Je vous cite : « Le design, une discipline de rois, toujours un peu jouée par des bouffons, moi le premier. »
(Rires) Oui. En fait, c’était une allusion à l’adage selon lequel le football est un sport de gentlemen pratiqué par des voyous et le rugby un sport de voyous pratiqué par des gentlemen. Ce que je voulais dire, c’est que nous sommes à une place où nous avons un pouvoir. Quand vous travailliez pour Huawei ou Apple, vous faites des choix qui comptent. Quand je dis roi, je parle d’un certain pouvoir et l’intérêt de ce métier, c’est d’en faire bon usage. Quant à la discipline jouée par des bouffons, ce n’est pas un jugement de personnes. C’est juste que de certaines manettes, on fait parfois des joysticks…
Les designers sont-ils responsables de l’impression qu’on a – même au salon de Milan – que tout est loin d’être parfait dans le monde du design ?

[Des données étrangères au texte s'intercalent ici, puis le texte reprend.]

PR #870, opened 2015-03-15
New E2 bass sound library

thegrb93:
I haven't tested this extensively with the new gmod update so I will need to test it first.


Divran:
Looks fine after a quick glance

thegrb93:
I don't have very many e2s that use sound so I need everyone to try it on all their sound e2s and make sure it's backwards compatible.

lua/entities/gmod_wire_expression2/core/cl_sound.lua
```diff
@@ -0,0 +1,286 @@
...
+cvars.AddChangeCallback("wire_expression2_sound_enabled_cl", function(name, old, new)
+	if new~=2 then
+		for k,v in pairs(E2Sounds) do
+			v.SoundChannel:Stop()
+		end
+		E2Sounds = {}
+	end
+end)
+
+function doPlayerBlocking(args, cb)
```
AbigailBuccaneer: Any reason this isn't local?

thegrb93:
Nope

lua/entities/gmod_wire_expression2/core/sound.lua
```diff
@@ -178,23 +295,49 @@ e2function void soundPitch( index, pitch )
...
-	sound:ChangePitch( math.Clamp( pitch, 0, 255 ), 0 )
+	sound:ChangePitch( math.Clamp( pitch, 0, 300 ) / 100, 0 )
 end
 
 e2function void soundPitch( index, pitch, fadetime )
 	local sound = getSound( self, index )
 	if not sound then return end
 	
-	sound:ChangePitch( math.Clamp( pitch, 0, 255 ), math.abs( fadetime ) )
+	sound:ChangePitch( math.Clamp( pitch, 0, 300 ) / 100, math.abs( fadetime ) )
```
Nebual: So wait, ChangePitch wants a float between 0 and 3 now?? We should be keeping the E2 interface consistent, with 0-255, if possible.

thegrb93:
There's no limit I think, but I figured 3 was a good stopping point since more than that makes the sound glitchy.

On se le dit même la plupart du temps que tout n’est pas génial à Milan ! Qu’est-ce qui est nécessaire ? Notre métier doit jouer avec ces ambiguïtés-là. La façon dont j’essaie d’y répondre, c’est de penser qu’un projet, c’est aussi potentiellement un Cheval de Troie. Il y a ce qu’on vous a demandé, ce pourquoi vous êtes payé et les petits guerriers que vous allez mettre dans le Cheval de Troie pour apporter une autre pierre à l’édifice. C’est parfois léger mais c’est là-dessus qu’on peut faire bouger les lignes…
Pourquoi les designers disent-ils toujours « Je suis optimiste » d’un air soucieux ?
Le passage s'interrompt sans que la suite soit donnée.